** Opening INPUT FOR THIS TASK block **
PR #4096, opened 2020-12-28
Remove unsafe run sync

yanns:
We should try to use `unsafeRunSync` only at the end.

### DIFF
--- a/client/src/test/scala/org/http4s/client/ClientRouteTestBattery.scala
+++ b/client/src/test/scala/org/http4s/client/ClientRouteTestBattery.scala
@@ -44,7 +44,7 @@ abstract class ClientRouteTestBattery(name: String)
     new HttpServlet {
       override def doGet(req: HttpServletRequest, srv: HttpServletResponse): Unit =
         GetRoutes.getPaths.get(req.getRequestURI) match {
-          case Some(r) => renderResponse(srv, r)
+          case Some(r) => renderResponse(srv, r).unsafeRunSync()
           case None => srv.sendError(404)
         }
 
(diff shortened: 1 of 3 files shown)


client/src/test/scala/org/http4s/client/ClientRouteTestBattery.scala
```diff
@@ -128,29 +128,31 @@ abstract class ClientRouteTestBattery(name: String)
...
-      .through(writeOutputStream[IO](IO.pure(srv.getOutputStream), closeAfterUse = false))
-      .compile
-      .drain
-      .unsafeRunSync()
-  }
+  private def renderResponse(srv: HttpServletResponse, response: IO[Response[IO]]): IO[Unit] =
+    for {
+      resp <- response
+      _ <- IO(srv.setStatus(resp.status.code))
+      _ <- IO(resp.headers.foreach { h =>
```
isomarcte, line 150: Nit: Subjectively, I prefer `traverse_` over a `foreach` call.

isomarcte (approved):

client/src/test/scala/org/http4s/client/testroutes/GetRoutes.scala
```diff
@@ -34,19 +32,18 @@ object GetRoutes {
...
-          .pure[IO],
-        DelayedPath ->
-          F.sleep(1.second) *>
-          Response[IO](Ok).withEntity("delayed path").pure[IO],
-        NoContentPath -> Response[IO](NoContent).pure[IO],
-        NotFoundPath -> Response[IO](NotFound).withEntity("not found").pure[IO],
-        EmptyNotFoundPath -> Response[IO](NotFound).pure[IO],
-        InternalServerErrorPath -> Response[IO](InternalServerError).pure[IO]
-      ))(_.unsafeRunSync())
+  def getPaths(implicit F: Temporal[IO]): Map[String, IO[Response[IO]]] =
```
** Closing INPUT FOR THIS TASK block **
WHAT IS BEING ASKED: Reproduce every record, matching each line exactly.

REPLY:
PR #4096, opened 2020-12-28
Remove unsafe run sync

yanns:
We should try to use `unsafeRunSync` only at the end.

### DIFF
--- a/client/src/test/scala/org/http4s/client/ClientRouteTestBattery.scala
+++ b/client/src/test/scala/org/http4s/client/ClientRouteTestBattery.scala
@@ -44,7 +44,7 @@ abstract class ClientRouteTestBattery(name: String)
     new HttpServlet {
       override def doGet(req: HttpServletRequest, srv: HttpServletResponse): Unit =
         GetRoutes.getPaths.get(req.getRequestURI) match {
-          case Some(r) => renderResponse(srv, r)
+          case Some(r) => renderResponse(srv, r).unsafeRunSync()
           case None => srv.sendError(404)
         }
 
(diff shortened: 1 of 3 files shown)


client/src/test/scala/org/http4s/client/ClientRouteTestBattery.scala
```diff
@@ -128,29 +128,31 @@ abstract class ClientRouteTestBattery(name: String)
...
-      .through(writeOutputStream[IO](IO.pure(srv.getOutputStream), closeAfterUse = false))
-      .compile
-      .drain
-      .unsafeRunSync()
-  }
+  private def renderResponse(srv: HttpServletResponse, response: IO[Response[IO]]): IO[Unit] =
+    for {
+      resp <- response
+      _ <- IO(srv.setStatus(resp.status.code))
+      _ <- IO(resp.headers.foreach { h =>
```
isomarcte, line 150: Nit: Subjectively, I prefer `traverse_` over a `foreach` call.

isomarcte (approved):

client/src/test/scala/org/http4s/client/testroutes/GetRoutes.scala
```diff
@@ -34,19 +32,18 @@ object GetRoutes {
...
-          .pure[IO],
-        DelayedPath ->
-          F.sleep(1.second) *>
-          Response[IO](Ok).withEntity("delayed path").pure[IO],
-        NoContentPath -> Response[IO](NoContent).pure[IO],
-        NotFoundPath -> Response[IO](NotFound).withEntity("not found").pure[IO],
-        EmptyNotFoundPath -> Response[IO](NotFound).pure[IO],
-        InternalServerErrorPath -> Response[IO](InternalServerError).pure[IO]
-      ))(_.unsafeRunSync())
+  def getPaths(implicit F: Temporal[IO]): Map[String, IO[Response[IO]]] =
```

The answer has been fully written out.